Would you please repeat the data that follows, exactly as it reads?

--------------------------------------------------

PR #4211, opened 2025-02-03
Make --save-seeds imply deterministic mode

### LINKED ISSUE #4209: Using `--save-seeds` on its own is insufficient to make IDs reproducible
Zeek has a `--save-seeds` option which can be used to dump random seeds to a file. However, this does not seem sufficient to make things like random IDs reproducible, e.g.,

```console
$ zeek --save-seeds seeds.txt testing/btest/Traces/smtp.trace
```

produces logs, but attempting to reproduce the result produces different IDs

```console
$ zeek --load-seeds seeds.txt testing/btest/Traces/smtp.trace
```

The only way I found to make `--save-seeds` behave reproducible was to also use `--load-seeds` at the same time which lead to identical IDs. This does seem pointless to me though.

```console
$ zeek --load-seeds seeds.txt --save-seeds seeds2.txt testing/btest/Traces/smtp.trace
$ diff seeds.txt seeds2.txt. # Passes since files are identical.
```

awelzel:
See commits for a bit of context.

Closes #4209


0xxon (changes requested):
After looking at this for a while, I wonder if we could make the control flow a bit clearer. At the moment, there is a lot of indirection in the `init_random_seed` function. The `seed_done` (or `deterministic`) variable means two things. First, it tracks if the random seed has to be initialized. Furthermore it is co-opted later as the argument to zeek_srandom, which is purely used to determine if `zeek_rand_deterministic` deterministic should be set to true.

Furthermore, seed itself is partially used for that purpose too, though you already got rid of one of the use-cases for that, which also would have lead to some weird behavior in the past.

In any case - what do you think about the idea of just setting `zeek_rand_deterministic` directly in `init_random_seed`. It seems like this is where it belongs in any case. That also can be used to make the control flow clearer, and completely get rid of the `seed_done`/`deterministic` variable by just replacing it by an if statement.

My proposal would be something along these lines:

```patch
From 608c1cb9a3e5c461005b164d473f37aa5f6496c1 Mon Sep 17 00:00:00 2001
From: Johanna Amann <johanna@corelight.com>
Date: Tue, 4 Feb 2025 10:31:03 +0000
Subject: [PATCH] Proposal

---
 src/util.cc | 48 ++++++++++++++++++++++--------------------------
 1 file changed, 22 insertions(+), 26 deletions(-)

index 604867721..34691a9f3 100644
--- a/src/util.cc
+++ b/src/util.cc
@@ -363,9 +363,8 @@ static long int zeek_rand_state = 0;
 static bool first_seed_saved = false;
 static unsigned int first_seed = 0;
 
-static void zeek_srandom(unsigned int seed, bool deterministic) {
+static void zeek_srandom(unsigned int seed) {
     zeek_rand_state = seed == 0 ? 1 : seed;
-    zeek_rand_deterministic = deterministic;
 
     srandom(seed);
 }
@@ -380,26 +379,28 @@ void seed_random(unsigned int seed) {
 void init_random_seed(const char* read_file, const char* write_file, bool use_empty_seeds,
                       const std::string& seed_string) {
     std::array<uint32_t, zeek::detail::KeyedHash::SEED_INIT_SIZE> buf = {};
-    size_t pos = 0; // accumulates entropy
-    bool deterministic = false;
     uint32_t seed = 0;
 
-    if ( read_file ) {
-        if ( ! read_random_seeds(read_file, &seed, buf) )
-            reporter->FatalError("Could not load seeds from file '%s'.", read_file);
+    if ( write_file )
+        // run in deterministic mode when we write a file
+        zeek_rand_deterministic = true;
 
-        deterministic = true;
+    if ( read_file || use_empty_seeds || ! seed_string.empty() ) {
+        // if a seed is provided - run Zeek in deterministic mode
+        zeek_rand_deterministic = true;
+
+        if ( read_file ) {
+            if ( ! read_random_seeds(read_file, &seed, buf) )
+                reporter->FatalError("Could not load seeds from file '%s'.", read_file);
+        }
+        else if ( ! seed_string.empty() ) {
+            if ( ! fill_random_seeds(seed_string, &seed, buf) )
+                reporter->FatalError("Could not load seeds from string");
+        }
     }
-    else if ( ! seed_string.empty() ) {
-        if ( ! fill_random_seeds(seed_string, &seed, buf) )
-            reporter->FatalError("Could not load seeds from string");
+    else {              // no seed provided
+        size_t pos = 0; // accumulates entropy
 
-        deterministic = true;
-    }
-    else if ( use_empty_seeds )
-        deterministic = true;
-
-    if ( ! deterministic ) {
 #ifdef HAVE_GETRANDOM
         // getrandom() guarantees reads up to 256 bytes are always successful,
         assert(sizeof(buf) < 256);
@@ -437,18 +438,13 @@ void init_random_seed(const char* read_file, const char* write_file, bool use_em
             reporter->FatalError("Could not read enough random data. Wanted %d, got %zu",
                                  zeek::detail::KeyedHash::SEED_INIT_SIZE, pos);
 
-        if ( ! seed ) {
-            for ( size_t i = 0; i < pos; ++i ) {
-                seed ^= buf[i];
-                seed = (seed << 1) | (seed >> 31);
-            }
+        for ( size_t i = 0; i < pos; ++i ) {
+            seed ^= buf[i];
+            seed = (seed << 1) | (seed >> 31);
         }
     }
 
-    if ( write_file )
-        deterministic = true;
-
-    zeek_srandom(seed, deterministic);
+    zeek_srandom(seed);
 
     if ( ! first_seed_saved ) {
         first_seed = seed;
-- 
2.39.5 (Apple Git-154)
```

awelzel:
@0xxon - I've replaced my patches with yours. Will merge if tests pass.

0xxon:
Sounds good to me - thank you

PR #4215, opened 2025-02-04
Update detect-external-names with option and testcase

0xxon:
This supersedes GH-4183

In addition to it, this adds IPv6 support and a testcase.


scripts/policy/protocols/dns/detect-external-names.zeek
```diff
@@ -39,3 +39,24 @@ event dns_A_reply(c: connection, msg: dns_msg, ans: dns_answer, a: addr) &priori
 		        $identifier=cat(a,ans$query)]);
 		}
 	}
+
+# exactly the same as above.
```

--------------------------------------------------

- **Exercise response**:
PR #4211, opened 2025-02-03
Make --save-seeds imply deterministic mode

### LINKED ISSUE #4209: Using `--save-seeds` on its own is insufficient to make IDs reproducible
Zeek has a `--save-seeds` option which can be used to dump random seeds to a file. However, this does not seem sufficient to make things like random IDs reproducible, e.g.,

```console
$ zeek --save-seeds seeds.txt testing/btest/Traces/smtp.trace
```

produces logs, but attempting to reproduce the result produces different IDs

```console
$ zeek --load-seeds seeds.txt testing/btest/Traces/smtp.trace
```

The only way I found to make `--save-seeds` behave reproducible was to also use `--load-seeds` at the same time which lead to identical IDs. This does seem pointless to me though.

```console
$ zeek --load-seeds seeds.txt --save-seeds seeds2.txt testing/btest/Traces/smtp.trace
$ diff seeds.txt seeds2.txt. # Passes since files are identical.
```

awelzel:
See commits for a bit of context.

Closes #4209


0xxon (changes requested):
After looking at this for a while, I wonder if we could make the control flow a bit clearer. At the moment, there is a lot of indirection in the `init_random_seed` function. The `seed_done` (or `deterministic`) variable means two things. First, it tracks if the random seed has to be initialized. Furthermore it is co-opted later as the argument to zeek_srandom, which is purely used to determine if `zeek_rand_deterministic` deterministic should be set to true.

Furthermore, seed itself is partially used for that purpose too, though you already got rid of one of the use-cases for that, which also would have lead to some weird behavior in the past.

In any case - what do you think about the idea of just setting `zeek_rand_deterministic` directly in `init_random_seed`. It seems like this is where it belongs in any case. That also can be used to make the control flow clearer, and completely get rid of the `seed_done`/`deterministic` variable by just replacing it by an if statement.

My proposal would be something along these lines:

```patch
From 608c1cb9a3e5c461005b164d473f37aa5f6496c1 Mon Sep 17 00:00:00 2001
From: Johanna Amann <johanna@corelight.com>
Date: Tue, 4 Feb 2025 10:31:03 +0000
Subject: [PATCH] Proposal

---
 src/util.cc | 48 ++++++++++++++++++++++--------------------------
 1 file changed, 22 insertions(+), 26 deletions(-)

index 604867721..34691a9f3 100644
--- a/src/util.cc
+++ b/src/util.cc
@@ -363,9 +363,8 @@ static long int zeek_rand_state = 0;
 static bool first_seed_saved = false;
 static unsigned int first_seed = 0;
 
-static void zeek_srandom(unsigned int seed, bool deterministic) {
+static void zeek_srandom(unsigned int seed) {
     zeek_rand_state = seed == 0 ? 1 : seed;
-    zeek_rand_deterministic = deterministic;
 
     srandom(seed);
 }
@@ -380,26 +379,28 @@ void seed_random(unsigned int seed) {
 void init_random_seed(const char* read_file, const char* write_file, bool use_empty_seeds,
                       const std::string& seed_string) {
     std::array<uint32_t, zeek::detail::KeyedHash::SEED_INIT_SIZE> buf = {};
-    size_t pos = 0; // accumulates entropy
-    bool deterministic = false;
     uint32_t seed = 0;
 
-    if ( read_file ) {
-        if ( ! read_random_seeds(read_file, &seed, buf) )
-            reporter->FatalError("Could not load seeds from file '%s'.", read_file);
+    if ( write_file )
+        // run in deterministic mode when we write a file
+        zeek_rand_deterministic = true;
 
-        deterministic = true;
+    if ( read_file || use_empty_seeds || ! seed_string.empty() ) {
+        // if a seed is provided - run Zeek in deterministic mode
+        zeek_rand_deterministic = true;
+
+        if ( read_file ) {
+            if ( ! read_random_seeds(read_file, &seed, buf) )
+                reporter->FatalError("Could not load seeds from file '%s'.", read_file);
+        }
+        else if ( ! seed_string.empty() ) {
+            if ( ! fill_random_seeds(seed_string, &seed, buf) )
+                reporter->FatalError("Could not load seeds from string");
+        }
     }
-    else if ( ! seed_string.empty() ) {
-        if ( ! fill_random_seeds(seed_string, &seed, buf) )
-            reporter->FatalError("Could not load seeds from string");
+    else {              // no seed provided
+        size_t pos = 0; // accumulates entropy
 
-        deterministic = true;
-    }
-    else if ( use_empty_seeds )
-        deterministic = true;
-
-    if ( ! deterministic ) {
 #ifdef HAVE_GETRANDOM
         // getrandom() guarantees reads up to 256 bytes are always successful,
         assert(sizeof(buf) < 256);
@@ -437,18 +438,13 @@ void init_random_seed(const char* read_file, const char* write_file, bool use_em
             reporter->FatalError("Could not read enough random data. Wanted %d, got %zu",
                                  zeek::detail::KeyedHash::SEED_INIT_SIZE, pos);
 
-        if ( ! seed ) {
-            for ( size_t i = 0; i < pos; ++i ) {
-                seed ^= buf[i];
-                seed = (seed << 1) | (seed >> 31);
-            }
+        for ( size_t i = 0; i < pos; ++i ) {
+            seed ^= buf[i];
+            seed = (seed << 1) | (seed >> 31);
         }
     }
 
-    if ( write_file )
-        deterministic = true;
-
-    zeek_srandom(seed, deterministic);
+    zeek_srandom(seed);
 
     if ( ! first_seed_saved ) {
         first_seed = seed;
-- 
2.39.5 (Apple Git-154)
```

awelzel:
@0xxon - I've replaced my patches with yours. Will merge if tests pass.

0xxon:
Sounds good to me - thank you

PR #4215, opened 2025-02-04
Update detect-external-names with option and testcase

0xxon:
This supersedes GH-4183

In addition to it, this adds IPv6 support and a testcase.


scripts/policy/protocols/dns/detect-external-names.zeek
```diff
@@ -39,3 +39,24 @@ event dns_A_reply(c: connection, msg: dns_msg, ans: dns_answer, a: addr) &priori
 		        $identifier=cat(a,ans$query)]);
 		}
 	}
+
+# exactly the same as above.
```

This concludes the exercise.